From the listing below, extract every line in which the word "order" appears.

*** Data extracts Section Begins ***

PR #223, opened 2019-10-03
add sbd device visualisation

MalloZup:
The Health of device is the last one at the buttom right `SBD`

image

A potential user will need to change the device/s names and add others. 

___
you can see it here: 

http://10.162.32.94/d/Q5YJpwtZk1/ha-sap-hana-cluster-status?orgId=1


MalloZup:
image


# in case of error (here fake)

MalloZup:
Thx! Lets wait for @dakechi pov

PR #228, opened 2019-10-16
Feature/netweaver implementation

arbulu89:
Here the SAP Netweaver environment deployment!

Some important things to consider and discuss:

- ~~Right now, in order to make the Netweaver env available some changes must be done in the `main.tf` file. We could obviously add other extra parameter like `enable_netweaver` and avoid the `main.tf.netweaver` creation. What do you think?~~ `netweaver_enabled` variable added

- Have a look to the documentation please, this deployment requires more actions than the previous ones.

- In order to use the latest version of `module.run` the `/etc/salt/minion` file is changed in the nodes. This means that after that all of the new `module.run` must use the new version. I think that this is a good idea, but I wanted to mention here as a quite important change. **Now on we need to be extra careful to use the proper syntax here and in the salt formulas**

- Now we need more SAP software to install Netweaver as well. This means that we cannot just add the HANA installation folder using NFS. This affects the salt pillar files, as we need to add there the HANA specific folder. This is might generate some issues. Other solution is to leave as it was and add other extra parameter like `sap_nw_inst_media`. Opinions?

- By now the netweaver pillar files are already set. In the future we can update them to set as example files like with Hana.

- The deployment takes nearly 2 hours, so be patient!


doc/netweaver.md
```diff
@@ -0,0 +1,32 @@
...
+- AAS instance
+- Database instance (this adds the required users, tables, views, etc to the current Hana database)
+
+Besides the standard installation, an additional HA cluster might be added in top of the ASCS and ERS communication to assure high availability between these two components using the *sap_suse_cluster_connector* (HA is enabled by default).
+
+More details in the official [Suse documentation](https://www.suse.com/media/white-paper/sap_netweaver_availability_cluster_740_setup_guide.pdf?_ga=2.211949268.1511104453.1571203291-1421744106.1546416539).
+
+The deployment is performed using the [sapnwbootstrap-formula](https://github.com/SUSE/sapnwbootstrap-formula).
+
+**Disclaimer: Only available for libvirt by now.**
```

*** Data extracts Section Ends ***

Answer section -
- ~~Right now, in order to make the Netweaver env available some changes must be done in the `main.tf` file. We could obviously add other extra parameter like `enable_netweaver` and avoid the `main.tf.netweaver` creation. What do you think?~~ `netweaver_enabled` variable added
- In order to use the latest version of `module.run` the `/etc/salt/minion` file is changed in the nodes. This means that after that all of the new `module.run` must use the new version. I think that this is a good idea, but I wanted to mention here as a quite important change. **Now on we need to be extra careful to use the proper syntax here and in the salt formulas**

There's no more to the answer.